PR #1051, opened 2022-06-01
This PR override pod security context in system tests in case we are …

DanielePalaia:
…running on an openshift environment.

This is due in order to create a pipeline to run our system tests on openshift

This closes #

## Local Testing

```
```

```
$ kubectx dev-bunny
$ make destroy deploy-dev
$ make system-tests
```

### DIFF
--- a/system_tests/utils.go
+++ b/system_tests/utils.go
@@ -23,10 +23,11 @@ import (
 	"os"
 	"os/exec"
 	"path/filepath"
-	controllerruntime "sigs.k8s.io/controller-runtime"
 	"strconv"
 	"strings"
 	"time"
+
+	controllerruntime "sigs.k8s.io/controller-runtime"
 
 	"gopkg.in/ini.v1"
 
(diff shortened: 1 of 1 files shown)


system_tests/utils.go
```diff
@@ -428,6 +433,28 @@ func newRabbitmqCluster(namespace, instanceName string) *rabbitmqv1beta1.Rabbitm
 	return cluster
 }
 
+func overrideSecurityContextForOpenshift(cluster *rabbitmqv1beta1.RabbitmqCluster) *rabbitmqv1beta1.RabbitmqCluster {
```
coro, line 436: I think this doesn't need to return the pointer that's passed in - you can just modify the RabbitmqCluster object referenced via the pointer and return nothing.

coro (approved):
Just a small comment

Zerpet (changes requested):
Content is right, but you made your commit with your gmail account, which may make OSPO unhappy. In addition to that, I'm strongly against long subject lines in a commit. Would you mind amending this commit with a better commit message?

Some guidelines and tips to commit messages: https://cbea.ms/git-commit/

DanielePalaia:
@Zerpet: Amended the author, put a better commit message!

• Your instructions: Determine the number of lines in the data that contain "make" as a word or string, and state only that number.

• Solution: 3